EDIT: I think the problem is when you start assuming these are "improvements" for everyone over what has come before as opposed to preferences that you like.
 

You know I'm struck by a thought as I read some of @Tony Vargas and @Abdulalhazred 's posts... 4e has alot of assumptions built into it's mechanics and playstyles... I wonder if it's the fact that some/many didn't necessarily play with these assumptions in place... I wonder if this is perhaps part of the rigidity people felt with 4e. I have to desire effect vs. process driven resolution... by default PC level designates difficulty.... Always push towards conflict... Anything not focused on conflict is unimportant... and so on. For people who ascribed to these principles 4e was probably a great version of D&D... but for the many others who run and play differently it probably felt both alien and restrictive.

EDIT: I think the problem is when you start assuming these are "improvements" for everyone over what has come before as opposed to preferences that you like.

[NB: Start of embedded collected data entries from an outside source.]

PR #162, opened 2024-01-02
Update subiquity and add console-conf fixes

alfonsosanchezbeato:


alfonsosanchezbeato:
Opening as draft for the moment as there are some changes that might be actually upstream bugs.

alfonsosanchezbeato:
https://github.com/canonical/subiquity/pull/1881 should fix the subiquitycore dependency.

alfonsosanchezbeato:
The change that adds the "users" group to the extrausers database is needed because in noble the `adduser` script adds by default new users to said group: https://git.launchpad.net/ubuntu/+source/adduser/tree/adduser?h=applied/ubuntu/noble#n654

This could be overridden by changing `/etc/adduser.conf`.

alfonsosanchezbeato:
Changing to ready for review as the dependency is now added in subiquity core package.

valentindavid (approved):
It seems to me to be a bug for extrausers not being able to add a user to an existing group.

I approve this work-around. Because it does not look like extrausers is actively maintained.

But we should really move to systemd-homed. It can add users to a group from /etc/group.

PR #165, opened 2024-01-16
66-snapd-autoimport.rules: filter out non filesystem blocks

valentindavid:
Because we might run `snap auto-import --mount` on a partition table block and its partition blocks at the same time, it might cause a conflict.  We then get an error like `/dev/sda1 already mounted or mount point busy.`.

To go around this issue, we trigger the service only for devices that are identified as filesystems.


alfonsosanchezbeato (approved):
LGTM

Meulengracht (approved):
lgtm

PR #166, opened 2024-01-16
many: convert core24 to build using chisel

Meulengracht:
Update/add/remove hooks to reflect this. We no longer depend on the ubuntu-base image to build, instead pull everything we need directly from chisel. Everything unfortunately must go together as none of these changes can really stand on their own.

Below is the raw data of the conversion:

Files added:
https://paste.ubuntu.com/p/qQJ6XCbf7f/

Files removed:
https://paste.ubuntu.com/p/qjmSSs6yJ5/

Original snap size:    77.5MB
Chiselled snap size:  80.4MB


hooks/610-cleanup-xml-core.chroot
```diff
@@ -1,14 +1,10 @@
-#!/bin/sh
+#!/bin/sh -ex
 #
 # Remove parts of the xml-core package - runnable bits are used by polkit
 # package postinst/prerm scripts and it is not needed after that.
 
-set -ex
```
valentindavid, line 6: I prefer using `set` than in the shebang. The reason is if something calls "sh ./the-script.sh" instead of "./the-script.sh", the parameters in the shebang are lost.

Meulengracht: Will update the hooks to reflect this style, and thank you for making me aware of this

hooks/000-provide-uids-gids.chroot
```diff
@@ -12,67 +12,67 @@
...
-news:x:9:9:news:/var/spool/news:/usr/sbin/nologin
-uucp:x:10:10:uucp:/var/spool/uucp:/usr/sbin/nologin
-proxy:x:13:13:proxy:/bin:/usr/sbin/nologin
-www-data:x:33:33:www-data:/var/www:/usr/sbin/nologin
-backup:x:34:34:backup:/var/backups:/usr/sbin/nologin
-list:x:38:38:Mailing List Manager:/var/list:/usr/sbin/nologin
-irc:x:39:39:ircd:/run/ircd:/usr/sbin/nologin
-_apt:x:42:65534::/nonexistent:/usr/sbin/nologin
-nobody:x:65534:65534:nobody:/nonexistent:/usr/sbin/nologin
+root:*:0:0:root:/root:/bin/bash
```
valentindavid, line 15: I am not sure this is normal to use `*` here, unless you removed them from `/etc/shadow`. But I do not think that would be correct either.

snapcraft.yaml
```diff
@@ -12,6 +12,144 @@ grade: devel
 assumes: [snapd2.55.5]
 
 parts:
+  chisel-libs:
+    plugin: nil
+    build-packages:
+      - golang
+    source: https://github.com/Meulengracht/chisel-releases.git
```
valentindavid, line 19: How do you enable PPAs? We usually enable https://launchpad.net/~ucdev/+archive/ubuntu/base-ppa But for now on core24, it is not needed. But it probably will be. Is that in `chisel.yaml` there?

Meulengracht: I will owe you an answer on how this works. Since packages are fetched in a building context in snapcraft, I guess we simply add it the way you would normally do to enable PPAs. Snapcraft has built-in syntax for this?

hooks/000-provide-uids-gids.chroot
Meulengracht: The reason I changed this is because the `/etc/passwd` that now comes from the deb package through chisel looks like this (it's merely a copy of `/usr/share/base-passwd/group.master`). Which means this diff check fails here. I looked up the `*` modifier and it means (from manpages)

```
If the password field contains some string that is not a valid result
of crypt(3), for instance ! or *, the user will not be able to use a
unix password to log in (but the user may log in the system by other
means).
```

valentindavid: Right. It is not where we want to say that. We want `*` that in `/etc/shadow`. We need `x` in `/etc/passwd` to say we are using `/etc/shadow`. Unprivileged users do not have to know if a password has been set for the users. `*` gives too much information.

snapcraft.yaml
valentindavid: Do you mean that chisel takes the host apt configuration from `/etc/apt`?

Meulengracht: PPAs for chisel are not supported currently: https://github.com/canonical/chisel/issues/98

From the code it looks like the PPA url is hardcoded: https://github.com/canonical/chisel/blob/a88e10523947ae15e1f87116b56803e13d3324b4/internal/archive/archive.go#L129

I'll bring this up with the chisel team

hooks/000-provide-uids-gids.chroot
Meulengracht: I'll mark this as resolved as we write our own /etc/* files

Makefile
```diff
@@ -47,11 +45,11 @@ install:
 	# see https://github.com/systemd/systemd/blob/v247/src/shared/clock-util.c#L145
 	touch $(DESTDIR)/usr/lib/clock-epoch
 
-	# only generate manifest and dpkg.yaml files for lp build
-	if [ -e $(BUILDDIR) ]; then \
-		/bin/cp $(DESTDIR)/usr/share/snappy/dpkg.list $(BUILDDIR)/$(SNAP_NAME)-$$(date +%Y%m%d%H%M)_$(DPKG_ARCH).manifest; \
-		/bin/cp $(DESTDIR)/usr/share/snappy/dpkg.yaml $(BUILDDIR)/$(SNAP_NAME)-$$(date +%Y%m%d%H%M)_$(DPKG_ARCH).dpkg.yaml; \
-	fi;
+	# TODO: Chisel can't generate a list of packages yet.
```
alfonsosanchezbeato, line 48: How would a manifest that would be used to detect CVEs be generated?

PR #168, opened 2024-01-18
Remove systemd-pcrmachine.service

valentindavid:
This runs `systemd-pcrphase` which we do not use and we have removed.


Meulengracht (approved):
lgtm

alfonsosanchezbeato (approved):
LGTM, thanks

PR #172, opened 2024-01-24
66-snapd-autoimport.rules: only import from removable disks

valentindavid:


alfonsosanchezbeato (commented):
I think this is fine, but this needs some double check from field as maybe we have put user assertions in the past in normal partitions of a non-removable disk for some reason, so I've added @kubiko as a reviewer.

valentindavid:
@alfonsosanchezbeato I suggest we do not backport that. But it would be nice to be in core24. My understanding is that we documented it only for "removable USB storage device".

Meulengracht (approved):
Thank you, lets await @kubiko 's approval

alfonsosanchezbeato:
> @alfonsosanchezbeato I suggest we do not backport that. But it would be nice to be in core24. My understanding is that we documented it only for "removable USB storage device".

Yes, +1 on not backporting

kubiko (approved):
+1 from me, very neat. Thank you @valentindavid!
As for backport, I am not opposed to backport, as this was always advertised as something only functioning with external media, a prime use-case USB pen drive. I believe there was even an effort on UC20 or so to explicitly exclude internal drives.

alfonsosanchezbeato (approved):
LGTM, thanks!

PR #756, opened 2022-04-14
chore(sec-71): dangerouselySetInnerHTML surewhynot react, do your thing

louis-bompart:
Self-explanatory. GG if CI green.


packages/atomic/template/src/components/results-manager/results-manager.tsx
```diff
@@ -14,12 +14,12 @@ export class ResultsManager {
     return (
       <atomic-result-list fields-to-include="">
         <atomic-result-template>
-          <template innerHTML={defaultTemplate}></template>
+          <template dangerouslySetInnerHTML={defaultTemplate}></template>
```
olamothe, line 17: I don't understand what's this change for... 🤔 The title of the PR talks about React, but this is an Atomic related package/template.

louis-bompart: You're right. I've been confused by the `.tsx`, because so far in my mind JSX/TSX was really React specific.
So, I looked that up and yeah, definitely, that's a false positive.

I'll ignore the report from SnykCode in that regard.

At least this PR will have allowed to properly address it :D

Sure, far be it from me to say what floats anyone else's boat. What frustrated me was the perception that if people could internalize what it was about they could garner some real advantages, even if their style of play was more 'old-fashioned' (not meaning that pejoratively, but I think its safe to say that most of the things you mention and that others mention hew closely to older forms of the game). I think there were presentation issues, cultural issues, and an unfortunate tendency for many of the 4e crew to make changes to flavor that weren't really necessary. If everyone could have sat down and cooled off and given it a chance and been able to calmly work through what would be good for everyone we should have been able to do that. While the whole 5e process was initially BILLED as that, what it seems (IMHO) to have turned out to be was a bunch of empty promises to one camp while just turning the clock back to please the other camp without really discovering what was at the core of all this. I know people are going to reply with a list of "the things they hated about 4e" in response like its gospel, but I don't think it is. I think a lot of it wasn't really germane to the issue, it was often misapprehension.
 

I assume you're familiar with the various manoeuvres described in medieval combat manuals. There's an extensive library of surviving material, and the one thing you can learn from it is that there's a variety of techniques which serve different purposes, some intended to momentarily stun an opponent, some to put/keep them off balance, some to force them to move, and some merely intended to give yourself some space to recover.
Fair enough. I'll assume that the in-game reality corresponding to "can't make opportunity attacks" is sufficiently distinct from the in-game reality corresponding to "dazed" or "-2 on attacks" that it would make sense that the fighter can attempt specific maneuvers to inflict such conditions.
 

D'karr

Adventurer
The game mechanics for the conditions work almost like building blocks. Each progressive condition gets a better payoff for the attacker and a worse penalty for the target.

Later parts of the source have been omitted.